PR #548, opened 2022-10-03
Improved: Use FlexibleStringExpander for disabled attribute on fields

florianMo:
Add disabled support on all form field types

Switch to `FlexibleStringExpander` (instead of boolean) to support dynamic attribute values

[OFBIZ-12678](https://issues.apache.org/jira/browse/OFBIZ-12678)

Improved: Add `disabled` support on all form field types 
Fixed: bug in `tab-index` attribute implementation for some HTML macros

### Explanation

Before this PR, `disabled` attribute on form fields is a `boolean`, and its support is not implemented on all eligible widgets : 
```
<text disabled="false" />
<text disabled="true" />
```

Based on https://developer.mozilla.org/en-US/docs/Web/HTML/Attributes/disabled, this PR implements dynamic `disabled` attribute for all relevant widgets : 
```
<date-range disabled="true" /> // disabled
<date-range disabled="${5==5}" /> // disabled
<date-range disabled="false" /> // not disabled
<date-range disabled="${5==6}" /> // not disabled
```

In addition, in HTML macros, the `disabled` attribute is rendered as a `boolean` instead of a string (see https://www.w3.org/TR/1998/REC-DOM-Level-1-19981001/level-one-html.html#ID-642250288) : 
```
<text disabled="true" /> // renders as : 
<input disabled /> // instead of
<input disabled="true" />
```

Thanks: Néréide team

### DIFF
--- a/framework/widget/dtd/widget-form.xsd
+++ b/framework/widget/dtd/widget-form.xsd
@@ -857,7 +857,15 @@ under the License.
                     </xs:documentation>
                 </xs:annotation>
             </xs:attribute>
-            <xs:attribute name="disabled" type="xs:boolean" default="false"/>
+            <xs:attribute type="xs:string" name="disabled">
+                <xs:annotation>
+                    <xs:documentation>
+                        Set a field as disabled : not mutable, not focusable, not submitted if in a form.
+                        Accepts ${} notation to allow use of expressions.
+                        Expressions must evaluate to the strings 'true', 'false' (without quotes) or empty (equivalent to false)
+                    </xs:documentation>
+                </xs:annotation>
+            </xs:attribute>
         </xs:complexType>
     </xs:element>
 
--- a/framework/widget/src/main/java/org/apache/ofbiz/widget/model/ModelFormField.java
+++ b/framework/widget/src/main/java/org/apache/ofbiz/widget/model/ModelFormField.java
@@ -160,7 +160,7 @@ public final class ModelFormField {
     private final String parentFormName;
     private final String tabindex;
     private final String conditionGroup;
-    private final boolean disabled;
+    private final FlexibleStringExpander disabled;
 
     private ModelFormField(ModelFormFieldBuilder builder) {
         this.action = builder.getAction();
@@ -215,7 +215,7 @@ public final class ModelFormField {
         this.parentFormName = builder.getParentFormName();
         this.tabindex = builder.getTabindex();
         this.conditionGroup = builder.getConditionGroup();
-        this.disabled = builder.getDisabled();
+        this.disabled = builder.getDisabledSpec();
     }
 
     public FlexibleStringExpander getAction() {
@@ -483,8 +483,15 @@ public final class ModelFormField {
         return conditionGroup;
     }
 
-    public boolean getDisabled() {
+    public FlexibleStringExpander getDisabledSpec() {
         return disabled;
+    }
+
+    public boolean getDisabled(Map<String, Object> context) {
+        if (UtilValidate.isNotEmpty(this.disabled)) {
+            return "true".equals(disabled.expandString(context));
+        }
+        return false;
     }
 
     public Map<String, ? extends Object> getMap(Map<String, ? extends Object> context) {
@@ -2738,25 +2745,30 @@ public final class ModelFormField {
      */
     public static class HiddenField extends FieldInfo {
         private final FlexibleStringExpander value;
+        private final FlexibleStringExpander disabled;
 
         public HiddenField(Element element, ModelFormField modelFormField) {
             super(element, modelFormField);
             this.value = FlexibleStringExpander.getInstance(element.getAttribute("value"));
+            this.disabled = FlexibleStringExpander.getInstance(element.getAttribute("disabled"));
         }
 
         private HiddenField(HiddenField original, ModelFormField modelFormField) {
             super(original.getFieldSource(), original.getFieldType(), modelFormField);
             this.value = original.value;
+            this.disabled = original.disabled;
         }
 
         public HiddenField(int fieldSource, ModelFormField modelFormField) {
             super(fieldSource, FieldInfo.HIDDEN, modelFormField);
             this.value = FlexibleStringExpander.getInstance("");
+            this.disabled = FlexibleStringExpander.getInstance("");
         }
 
         public HiddenField(ModelFormField modelFormField) {
             super(FieldInfo.SOURCE_EXPLICIT, FieldInfo.HIDDEN, modelFormField);
             this.value = FlexibleStringExpander.getInstance("");
+            this.disabled = FlexibleStringExpander.getInstance("");
         }
 
         @Override
@@ -2797,6 +2809,18 @@ public final class ModelFormField {
                 return valueEnc;
             }
             return getModelFormField().getEntry(context);
+        }
+
+        /**
+         *
+         * @param context the context
+         * @return evaluated value
+         */
+        public boolean getDisabled(Map<String, Object> context) {
+            if (UtilValidate.isNotEmpty(this.disabled)) {
+                return "true".equals(disabled.expandString(context));
+            }
+            return false;
         }
 
         @Override
--- a/framework/widget/src/main/java/org/apache/ofbiz/widget/model/ModelFormFieldBuilder.java
+++ b/framework/widget/src/main/java/org/apache/ofbiz/widget/model/ModelFormFieldBuilder.java
@@ -116,7 +116,7 @@ public class ModelFormFieldBuilder {
     private String parentFormName = "";
     private String tabindex = "";
     private String conditionGroup = "";
-    private boolean disabled = false;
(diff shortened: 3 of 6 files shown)


framework/widget/src/main/java/org/apache/ofbiz/widget/model/ModelFormField.java
```diff
@@ -483,10 +483,17 @@ public String getConditionGroup() {
         return conditionGroup;
     }
 
-    public boolean getDisabled() {
+    public FlexibleStringExpander getDisabled() {
         return disabled;
     }
 
+    public String getDisabled(Map<String, Object> context) {
```
danwatford: Can we have a boolean returned here?   ModelFormField is the authority on whether a field is disabled based on context. If the property value is empty then ModelFormField can consider the field as enabled.

framework/widget/src/main/java/org/apache/ofbiz/widget/model/ModelFormField.java
```diff
@@ -483,10 +483,17 @@ public String getConditionGroup() {
         return conditionGroup;
     }
 
-    public boolean getDisabled() {
+    public FlexibleStringExpander getDisabled() {
```
danwatford: Perhaps rename this method to something like `getDisabledSpec` to indicate that it now contains the specification of how the enabled/disabled state of a field will be determined.

If possible, keep this field private as caller should only really care if the field is disabled or not based on a given context.

framework/widget/src/main/java/org/apache/ofbiz/widget/model/ModelFormField.java
```diff
@@ -2738,25 +2745,30 @@ public ModelForm getModelGrid(Map<String, Object> context) {
      */
     public static class HiddenField extends FieldInfo {
         private final FlexibleStringExpander value;
+        private final FlexibleStringExpander disabled;
```
danwatford, line 2748: Is the disabled property relevant for hidden fields? If not then this is a chance to remove a few lines of code.

danwatford (changes requested):

framework/widget/dtd/widget-form.xsd
```diff
@@ -857,7 +857,13 @@ under the License.
                     </xs:documentation>
                 </xs:annotation>
             </xs:attribute>
-            <xs:attribute name="disabled" type="xs:boolean" default="false"/>
+            <xs:attribute type="xs:string" name="disabled">
+                <xs:annotation>
+                    <xs:documentation>
+                        Set a field as disabled : not mutable, not focusable, not submitted if in a form.
+                    </xs:documentation>
```
danwatford, line 866: Could be worth including something about using expressions, similar to that the for `id-name` attribute:
```
Accepts ${} notation to allow use of expressions. Expressions must evaluate to the strings 'true', 'false' (without quotes) or empty (equivalent to false)
```

framework/widget/src/main/java/org/apache/ofbiz/widget/model/ModelFormField.java
florianMo: It's not really common but you can imagine to have a `<input type="hidden" disabled />`, which is valid I think, according to the spec (this is why I added this field on `HiddenField`, to be complete). It renders as an invisible and not submitted field. Not very useful (though I can imagine use cases where this could be handy), but since you can do it in HTML I thought we should support it.

framework/widget/src/main/java/org/apache/ofbiz/widget/model/ModelFormField.java
florianMo: done @danwatford

framework/widget/src/main/java/org/apache/ofbiz/widget/model/ModelFormField.java
florianMo: done

framework/widget/dtd/widget-form.xsd
florianMo: done

framework/widget/src/main/java/org/apache/ofbiz/widget/model/ModelFormField.java
```diff
@@ -2799,6 +2811,26 @@ public String getValue(Map<String, Object> context) {
             return getModelFormField().getEntry(context);
         }
 
+        /**
+         * Gets disabled.
+         * @return the disabled
+         */
+        public FlexibleStringExpander getDisabled() {
```
danwatford: Can this be renamed `getDisabledSpec` to differentiate it from calling `getDisabled` with context arguments. (Similar to the change made to the `ModelFormField` class above.)

Does anything use this method? If not, we should remove it or make it private.

framework/widget/src/main/java/org/apache/ofbiz/widget/model/ModelFormField.java
```diff
@@ -2799,6 +2811,26 @@ public String getValue(Map<String, Object> context) {
...
+            return disabled;
+        }
+
+        /**
+         *
+         * @param context the context
+         * @return evaluated value
+         */
+        public String getDisabled(Map<String, Object> context) {
```
danwatford: Should return a boolean based on whether the string evaluates to 'true', 'false', or empty (which would also be false).

framework/widget/src/main/java/org/apache/ofbiz/widget/model/ModelFormFieldBuilder.java
```diff
@@ -729,7 +729,7 @@ public String getConditionGroup() {
      * Gets disabled.*
      * @return the disabled
      */
-    public boolean getDisabled() {
+    public FlexibleStringExpander getDisabled() {
```
danwatford: Rename to `getDisabledSpec` to indicate it is no longer returning the disabled status of a field.

framework/widget/src/main/java/org/apache/ofbiz/widget/renderer/macro/RenderableFtlFormElementsBuilder.java
```diff
@@ -287,7 +287,7 @@ public RenderableFtl textField(final Map<String, Object> context, final ModelFor
                 .stringParameter("id", id)
                 .stringParameter("event", event != null ? event : "")
                 .stringParameter("action", action != null ? action : "")
-                .booleanParameter("disabled", disabled)
+                .stringParameter("disabled", String.valueOf(disabled))
```
danwatford: I don't think this change is needed. FTL is able to accept boolean parameters. 
One of the ideas behind RenderableFtl's parameters was to avoid encoding meaning in strings when other more focussed types, such as boolean an int, would do a better job.

framework/widget/src/main/java/org/apache/ofbiz/widget/model/ModelFormField.java
danwatford: ok

danwatford (changes requested):
A few changes requested around exposing disabled boolean state vs the specification of the disabled field attribute.  These changes might have knock-on effects to callers which would also need clean up.

framework/widget/src/main/java/org/apache/ofbiz/widget/model/ModelFormField.java
florianMo: right sorry I should have done the same here !

framework/widget/src/main/java/org/apache/ofbiz/widget/renderer/macro/RenderableFtlFormElementsBuilder.java
florianMo: I'll switch to a `boolean` in `HtmlFormMacroLibrary.ftl`, it's a little bit cleaner indeed, so this change is no longer needed (vs comparing a `string` to `true` in the macros).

----

EXERCISE GOAL: Once you have identified the lines above that contain "getAction", copy each of them.

YOUR SOLUTION:
         this.action = builder.getAction();
     public FlexibleStringExpander getAction() {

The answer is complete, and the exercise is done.